Records excerpted from a collection:
* * * * * * *

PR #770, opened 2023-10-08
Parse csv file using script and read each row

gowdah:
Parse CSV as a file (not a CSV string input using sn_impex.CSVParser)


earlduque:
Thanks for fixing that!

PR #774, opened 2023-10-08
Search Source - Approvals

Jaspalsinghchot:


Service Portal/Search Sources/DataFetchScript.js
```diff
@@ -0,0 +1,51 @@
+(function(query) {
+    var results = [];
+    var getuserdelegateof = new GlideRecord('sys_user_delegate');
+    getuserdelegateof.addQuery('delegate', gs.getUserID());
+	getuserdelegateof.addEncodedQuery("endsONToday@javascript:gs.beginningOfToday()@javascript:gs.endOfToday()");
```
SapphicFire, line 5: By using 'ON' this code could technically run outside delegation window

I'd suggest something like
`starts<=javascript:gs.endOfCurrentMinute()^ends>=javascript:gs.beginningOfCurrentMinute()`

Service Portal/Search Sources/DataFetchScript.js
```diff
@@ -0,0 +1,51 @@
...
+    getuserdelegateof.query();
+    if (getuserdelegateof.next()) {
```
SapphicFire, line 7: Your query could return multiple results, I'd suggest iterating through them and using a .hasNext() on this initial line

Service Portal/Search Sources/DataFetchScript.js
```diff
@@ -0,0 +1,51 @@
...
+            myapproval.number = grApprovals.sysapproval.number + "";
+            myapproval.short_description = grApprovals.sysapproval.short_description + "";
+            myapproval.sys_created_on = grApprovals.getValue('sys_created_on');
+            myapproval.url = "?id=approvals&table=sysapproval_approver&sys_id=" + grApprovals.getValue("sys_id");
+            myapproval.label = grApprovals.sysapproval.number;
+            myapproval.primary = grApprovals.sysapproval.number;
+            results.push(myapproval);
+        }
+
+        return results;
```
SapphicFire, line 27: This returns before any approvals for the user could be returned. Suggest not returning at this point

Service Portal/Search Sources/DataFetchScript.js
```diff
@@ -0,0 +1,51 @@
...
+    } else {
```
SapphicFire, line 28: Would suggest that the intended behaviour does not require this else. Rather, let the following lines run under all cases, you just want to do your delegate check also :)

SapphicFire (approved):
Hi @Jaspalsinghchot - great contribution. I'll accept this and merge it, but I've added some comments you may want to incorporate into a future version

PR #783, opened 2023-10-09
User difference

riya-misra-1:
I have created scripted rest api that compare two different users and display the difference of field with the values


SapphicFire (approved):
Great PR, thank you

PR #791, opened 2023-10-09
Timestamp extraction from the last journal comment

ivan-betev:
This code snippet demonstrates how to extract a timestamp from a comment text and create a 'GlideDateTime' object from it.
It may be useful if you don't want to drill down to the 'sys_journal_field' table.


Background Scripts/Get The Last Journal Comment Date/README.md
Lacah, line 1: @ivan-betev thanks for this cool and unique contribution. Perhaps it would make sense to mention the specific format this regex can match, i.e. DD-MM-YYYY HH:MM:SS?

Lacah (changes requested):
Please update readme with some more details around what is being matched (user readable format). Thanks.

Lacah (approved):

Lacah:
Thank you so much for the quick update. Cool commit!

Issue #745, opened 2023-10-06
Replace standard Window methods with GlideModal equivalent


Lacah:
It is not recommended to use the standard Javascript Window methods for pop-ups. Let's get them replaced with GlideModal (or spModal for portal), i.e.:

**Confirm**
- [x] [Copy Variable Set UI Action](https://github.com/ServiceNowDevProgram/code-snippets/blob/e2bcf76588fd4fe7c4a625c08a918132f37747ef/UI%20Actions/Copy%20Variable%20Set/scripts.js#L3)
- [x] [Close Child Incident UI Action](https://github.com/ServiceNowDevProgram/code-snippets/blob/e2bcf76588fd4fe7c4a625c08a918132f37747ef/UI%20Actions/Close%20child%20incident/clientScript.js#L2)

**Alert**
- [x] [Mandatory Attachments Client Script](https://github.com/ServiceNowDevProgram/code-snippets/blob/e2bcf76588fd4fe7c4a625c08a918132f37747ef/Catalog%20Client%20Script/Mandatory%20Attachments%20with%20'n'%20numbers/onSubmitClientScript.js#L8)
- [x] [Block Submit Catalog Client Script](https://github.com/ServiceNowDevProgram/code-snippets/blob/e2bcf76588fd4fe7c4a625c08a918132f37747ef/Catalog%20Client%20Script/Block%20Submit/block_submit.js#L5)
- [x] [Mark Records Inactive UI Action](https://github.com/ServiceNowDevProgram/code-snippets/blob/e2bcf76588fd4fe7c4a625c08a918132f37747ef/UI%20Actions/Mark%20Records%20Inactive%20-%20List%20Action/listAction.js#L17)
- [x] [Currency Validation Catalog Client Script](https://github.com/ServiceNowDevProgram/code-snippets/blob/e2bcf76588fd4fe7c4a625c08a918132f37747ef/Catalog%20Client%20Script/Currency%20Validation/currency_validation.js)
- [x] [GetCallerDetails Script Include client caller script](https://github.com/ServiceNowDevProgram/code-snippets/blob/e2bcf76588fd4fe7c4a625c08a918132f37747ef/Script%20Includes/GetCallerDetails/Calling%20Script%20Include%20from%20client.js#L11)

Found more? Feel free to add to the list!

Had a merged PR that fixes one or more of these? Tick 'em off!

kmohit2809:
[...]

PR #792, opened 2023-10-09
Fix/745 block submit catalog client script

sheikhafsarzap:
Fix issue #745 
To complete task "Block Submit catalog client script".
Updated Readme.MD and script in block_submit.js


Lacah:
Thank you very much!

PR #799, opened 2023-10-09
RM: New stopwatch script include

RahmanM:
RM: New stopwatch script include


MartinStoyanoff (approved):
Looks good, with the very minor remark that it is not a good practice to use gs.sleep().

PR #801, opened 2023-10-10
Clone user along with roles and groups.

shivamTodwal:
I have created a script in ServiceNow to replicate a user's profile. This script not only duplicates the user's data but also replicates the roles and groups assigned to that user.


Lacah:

* * * * * * *

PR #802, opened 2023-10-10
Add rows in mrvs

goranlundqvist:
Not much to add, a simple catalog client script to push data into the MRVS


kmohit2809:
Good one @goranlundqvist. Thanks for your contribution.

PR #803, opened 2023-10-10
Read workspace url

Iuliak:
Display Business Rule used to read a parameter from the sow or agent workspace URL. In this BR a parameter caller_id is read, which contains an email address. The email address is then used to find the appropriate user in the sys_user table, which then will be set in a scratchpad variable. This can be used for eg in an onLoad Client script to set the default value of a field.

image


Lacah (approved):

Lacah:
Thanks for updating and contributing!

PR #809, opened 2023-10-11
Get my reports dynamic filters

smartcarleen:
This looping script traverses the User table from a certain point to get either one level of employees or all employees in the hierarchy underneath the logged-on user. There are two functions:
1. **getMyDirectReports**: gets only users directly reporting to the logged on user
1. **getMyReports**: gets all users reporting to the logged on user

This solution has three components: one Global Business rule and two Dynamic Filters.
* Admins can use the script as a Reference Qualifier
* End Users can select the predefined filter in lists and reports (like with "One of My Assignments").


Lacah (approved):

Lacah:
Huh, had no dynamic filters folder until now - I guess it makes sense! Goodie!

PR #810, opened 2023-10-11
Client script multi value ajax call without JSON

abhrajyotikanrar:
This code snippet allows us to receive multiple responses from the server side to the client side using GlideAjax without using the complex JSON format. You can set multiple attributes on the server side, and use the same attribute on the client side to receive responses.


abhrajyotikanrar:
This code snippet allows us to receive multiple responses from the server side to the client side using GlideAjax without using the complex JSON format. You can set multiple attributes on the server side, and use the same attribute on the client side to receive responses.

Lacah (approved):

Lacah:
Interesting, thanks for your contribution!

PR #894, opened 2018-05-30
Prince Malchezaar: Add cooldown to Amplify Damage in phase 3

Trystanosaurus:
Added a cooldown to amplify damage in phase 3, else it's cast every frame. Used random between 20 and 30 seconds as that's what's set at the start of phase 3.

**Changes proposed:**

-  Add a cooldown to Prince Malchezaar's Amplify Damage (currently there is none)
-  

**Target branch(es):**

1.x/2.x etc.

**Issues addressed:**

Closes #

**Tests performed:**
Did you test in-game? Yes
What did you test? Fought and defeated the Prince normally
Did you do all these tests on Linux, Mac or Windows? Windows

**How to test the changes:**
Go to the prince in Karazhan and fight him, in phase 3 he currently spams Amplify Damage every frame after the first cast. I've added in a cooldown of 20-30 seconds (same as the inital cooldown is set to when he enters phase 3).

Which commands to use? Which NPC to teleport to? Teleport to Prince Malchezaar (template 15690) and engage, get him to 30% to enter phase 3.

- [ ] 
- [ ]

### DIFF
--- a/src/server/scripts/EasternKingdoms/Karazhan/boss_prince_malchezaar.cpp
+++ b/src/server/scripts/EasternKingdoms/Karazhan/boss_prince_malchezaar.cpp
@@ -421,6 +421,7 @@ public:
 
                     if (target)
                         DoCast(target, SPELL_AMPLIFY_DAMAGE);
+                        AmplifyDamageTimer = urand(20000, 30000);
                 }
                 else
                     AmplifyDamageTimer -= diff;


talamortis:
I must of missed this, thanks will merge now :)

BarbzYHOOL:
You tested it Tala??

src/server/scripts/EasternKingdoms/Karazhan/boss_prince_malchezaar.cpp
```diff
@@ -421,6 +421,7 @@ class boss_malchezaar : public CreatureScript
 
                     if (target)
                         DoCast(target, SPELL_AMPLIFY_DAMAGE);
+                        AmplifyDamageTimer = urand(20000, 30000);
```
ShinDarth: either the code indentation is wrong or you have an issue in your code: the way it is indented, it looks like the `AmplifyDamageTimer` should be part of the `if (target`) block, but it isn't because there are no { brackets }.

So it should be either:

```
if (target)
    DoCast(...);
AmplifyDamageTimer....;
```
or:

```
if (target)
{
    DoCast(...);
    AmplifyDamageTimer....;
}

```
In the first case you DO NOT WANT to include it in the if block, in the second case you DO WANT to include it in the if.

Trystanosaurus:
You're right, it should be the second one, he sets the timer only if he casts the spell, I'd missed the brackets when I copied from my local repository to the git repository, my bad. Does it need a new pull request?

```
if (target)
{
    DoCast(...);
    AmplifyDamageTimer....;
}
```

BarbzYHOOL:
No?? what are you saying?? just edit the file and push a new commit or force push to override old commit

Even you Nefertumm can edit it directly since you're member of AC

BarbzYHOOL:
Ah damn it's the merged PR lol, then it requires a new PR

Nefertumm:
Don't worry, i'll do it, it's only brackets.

* * * * * * *

Work to be completed: Wherever a line in the data above contains the word "them", copy that line.

Task answer:
SapphicFire, line 7: Your query could return multiple results, I'd suggest iterating through them and using a .hasNext() on this initial line
It is not recommended to use the standard Javascript Window methods for pop-ups. Let's get them replaced with GlideModal (or spModal for portal), i.e.:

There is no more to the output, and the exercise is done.